I0902 22:52:17.941787 2079114000 net.cpp:170] ip needs backward computation.
I0902 22:52:17.941794 2079114000 net.cpp:172] mnist does not need backward computation.
# determine outputs
I0902 22:52:17.941800 2079114000 net.cpp:208] This network produces output loss
# finish initialization and report memory usage
I0902 22:52:17.941810 2079114000 net.cpp:467] Collecting Learning Rate and Weight Decay.
I0902 22:52:17.941818 2079114000 net.cpp:219] Network initialization done.
I0902 22:52:17.941824 2079114000 net.cpp:220] Memory required for data: 201476

Note that the construction of the network is device agnostic - recall our earlier explanation that blobs and layers hide implementation details from the model definition. After construction, the network is run on either CPU or GPU by setting a single switch defined in Caffe::mode() and set by Caffe::set_mode(). Layers come with corresponding CPU and GPU routines that produce identical results (up to numerical errors, and with tests to guard it). The CPU / GPU switch is seamless and independent of the model definition. For research and deployment alike it is best to divide model and implementation.

Model format

The models are defined in plaintext protocol buffer schema (prototxt) while the learned models are serialized as binary protocol buffer (binaryproto) .caffemodel files.
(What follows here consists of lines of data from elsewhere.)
PR #8530, opened 2022-03-23
[1.18.x] Fix Banner Pattern Extension

### LINKED ISSUE #8518: Banner Patterns Do Not Work for a Few Reasons
**Minecraft Version:** 1.16.5, 1.18.2

**Forge Version:** 36.2.31+

**Steps to Reproduce:**
Issue 1
 1. Add a new `BannerPattern` using `BannerPattern#create`.
 2. Compare the size of `BannerPattern#COUNT` to the length of `BannerPattern#values`.
 3. Notice the inconsistent difference between the two values.
 
 Issue 2 (After fixing Issue 1)
 1. Add a new `BannerPattern` using `BannerPattern#create` that is not a banner item.
 2. Load the game and open a loom.
 3. Notice that the `GLOBE` banner pattern now appears on the banner pattern selection menu.

Issue 3 (After fixing Issue 2)
 1. Add a new `BannerPattern` using `BannerPattern#create` that is not a banner item.
 2. Add a texture at `assets/<modid>/entity/banner/<banner_pattern_name>`.
 3. Load the game and open a loom.
 4. Notice that the banner pattern texture is missing.

**Description of issue:**
1. `BannerPattern` caches the result of the values to generate a static value representing the number of patterns, which are part of an item, and the available patterns to choose from in the loom. Since all of these values are static init, as soon as the class is initialized, the value is calculated and stable. As such, there can only be 41 patterns within the game.
2. `BannerPattern` displays the patterns in the loom using an index lookup based upon the registered order of the enum constants. As such, if the above case wasn't an issue, the pattern that would appear in the loom would be the `GLOBE` even though its a pattern item. As such, only banner patterns that are items can be properly added if issue 1 was fixed.
3. The location of the banner pattern texture will always exist within the `minecraft` namespace. This is because `BannerPattern#location` uses the inputted filename as the end string and does not check for a namespace. This additionally affects how the translation key appears within `BannerItem` since it hardcodes the namespace to `minecraft`.

ChampionAsh5357:
Closes #8518

Banner patterns to cache the values and counts of its available patterns and non pattern item instances as soon as the enum is first loaded. This PR changes that behavior to cache the value on first access which happens after enums are made extensible.

Additionally, this fixes some bugs within the loom where if pattern and non pattern items are not ordered, it would display the wrong pattern and store it incorrectly on the item.

The test mod creates three banner patterns with the second pattern also being an item. Open a loom and try applying the item or the patterns and notice that they appear on the menu and are also able to be properly put on a banner.


src/test/java/net/minecraftforge/debug/block/BannerPatternTest.java
```diff
@@ -0,0 +1,30 @@
+package net.minecraftforge.debug.block;
```
sciwhiz12, line 6: Missing license header, please run the `updateLicenses`/`licenseFormat` task.

sciwhiz12 (changes requested):
Tested locally and it works fine. 

The fields `COUNT`, `PATTERN_ITEM_COUNT`, and `AVAILABLE_PATTERNS` should be deprecated with a comment redirecting to the relevant `ForgeHook` method (and a small blurb about subtracting one, in the case of `AVAILABLE_PATTERNS`).

sciwhiz12 (approved):

PR #8533, opened 2022-03-24
[1.18.x] Fix lost validation of registry data on singleplayer world load

SizableShrimp:
During the 1.18.2 porting process, the piece of code which calls `LevelStorageSource#readAdditionalLevelSaveData` during a singleplayer world load in `Minecraft` was commented out with a relevant `// TODO` referencing the changed world loading process. The TODO has been removed and the patch uncommented. The patch line modifying the previously existing `registryHolder` parameter has been removed and at this time, I am not sure if it needs to be reintroduced nor where that would be. However, the important first line has been put back in place. This means `GameData#injectSnapshot` is now run for singleplayer worlds again like in previous versions, and `RegistryEvent.MissingMappings` is now correctly fired. The EXC file has been updated to include the relevant `Minecraft#doLoadLevel` patched method which takes a `creating` boolean. I also took this time to fix up any invalid excs and update SRG parameters where it was necessary.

The model format is defined by the protobuf schema in caffe.proto. The source file is mostly self-explanatory so one is encouraged to check it out.

Caffe speaks Google Protocol Buffer for the following strengths: minimal-size binary strings when serialized, efficient serialization, a human-readable text format compatible with the binary version, and efficient interface implementations in multiple languages, most notably C++ and Python. This all contributes to the flexibility and extensibility of modeling in Caffe.